:: EXERCISE ::
Copy the full listing exactly.

:: RECORD EXTRACTS ::
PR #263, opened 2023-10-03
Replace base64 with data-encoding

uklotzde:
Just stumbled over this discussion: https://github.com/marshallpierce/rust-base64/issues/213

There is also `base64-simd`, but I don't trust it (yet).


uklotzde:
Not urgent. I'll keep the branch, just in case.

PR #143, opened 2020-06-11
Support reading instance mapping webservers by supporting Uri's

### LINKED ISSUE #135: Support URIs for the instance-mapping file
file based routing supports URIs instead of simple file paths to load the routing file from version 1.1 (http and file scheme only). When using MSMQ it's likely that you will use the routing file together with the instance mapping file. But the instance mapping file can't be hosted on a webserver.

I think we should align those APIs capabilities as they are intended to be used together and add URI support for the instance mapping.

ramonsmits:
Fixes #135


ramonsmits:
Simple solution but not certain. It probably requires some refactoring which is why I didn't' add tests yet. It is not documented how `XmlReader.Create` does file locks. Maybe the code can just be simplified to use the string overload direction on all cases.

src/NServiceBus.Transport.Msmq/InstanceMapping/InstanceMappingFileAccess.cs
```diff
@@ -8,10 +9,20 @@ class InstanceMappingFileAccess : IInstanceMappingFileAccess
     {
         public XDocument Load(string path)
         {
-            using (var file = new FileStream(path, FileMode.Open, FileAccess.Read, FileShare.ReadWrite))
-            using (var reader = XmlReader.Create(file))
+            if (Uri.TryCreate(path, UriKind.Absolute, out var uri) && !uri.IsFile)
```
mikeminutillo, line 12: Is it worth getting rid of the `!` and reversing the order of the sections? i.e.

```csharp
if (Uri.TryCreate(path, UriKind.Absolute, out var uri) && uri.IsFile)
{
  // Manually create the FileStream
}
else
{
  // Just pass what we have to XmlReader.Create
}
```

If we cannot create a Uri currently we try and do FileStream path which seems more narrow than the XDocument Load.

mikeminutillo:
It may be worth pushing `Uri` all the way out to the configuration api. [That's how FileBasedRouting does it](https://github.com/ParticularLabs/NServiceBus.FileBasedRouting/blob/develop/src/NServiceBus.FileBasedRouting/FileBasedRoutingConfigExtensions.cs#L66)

:: OUTPUT FOR THIS EXERCISE ::
PR #263, opened 2023-10-03
Replace base64 with data-encoding

uklotzde:
Just stumbled over this discussion: https://github.com/marshallpierce/rust-base64/issues/213

There is also `base64-simd`, but I don't trust it (yet).


uklotzde:
Not urgent. I'll keep the branch, just in case.

PR #143, opened 2020-06-11
Support reading instance mapping webservers by supporting Uri's

### LINKED ISSUE #135: Support URIs for the instance-mapping file
file based routing supports URIs instead of simple file paths to load the routing file from version 1.1 (http and file scheme only). When using MSMQ it's likely that you will use the routing file together with the instance mapping file. But the instance mapping file can't be hosted on a webserver.

I think we should align those APIs capabilities as they are intended to be used together and add URI support for the instance mapping.

ramonsmits:
Fixes #135


ramonsmits:
Simple solution but not certain. It probably requires some refactoring which is why I didn't' add tests yet. It is not documented how `XmlReader.Create` does file locks. Maybe the code can just be simplified to use the string overload direction on all cases.

src/NServiceBus.Transport.Msmq/InstanceMapping/InstanceMappingFileAccess.cs
```diff
@@ -8,10 +9,20 @@ class InstanceMappingFileAccess : IInstanceMappingFileAccess
     {
         public XDocument Load(string path)
         {
-            using (var file = new FileStream(path, FileMode.Open, FileAccess.Read, FileShare.ReadWrite))
-            using (var reader = XmlReader.Create(file))
+            if (Uri.TryCreate(path, UriKind.Absolute, out var uri) && !uri.IsFile)
```
mikeminutillo, line 12: Is it worth getting rid of the `!` and reversing the order of the sections? i.e.

```csharp
if (Uri.TryCreate(path, UriKind.Absolute, out var uri) && uri.IsFile)
{
  // Manually create the FileStream
}
else
{
  // Just pass what we have to XmlReader.Create
}
```

If we cannot create a Uri currently we try and do FileStream path which seems more narrow than the XDocument Load.

mikeminutillo:
It may be worth pushing `Uri` all the way out to the configuration api. [That's how FileBasedRouting does it](https://github.com/ParticularLabs/NServiceBus.FileBasedRouting/blob/develop/src/NServiceBus.FileBasedRouting/FileBasedRoutingConfigExtensions.cs#L66)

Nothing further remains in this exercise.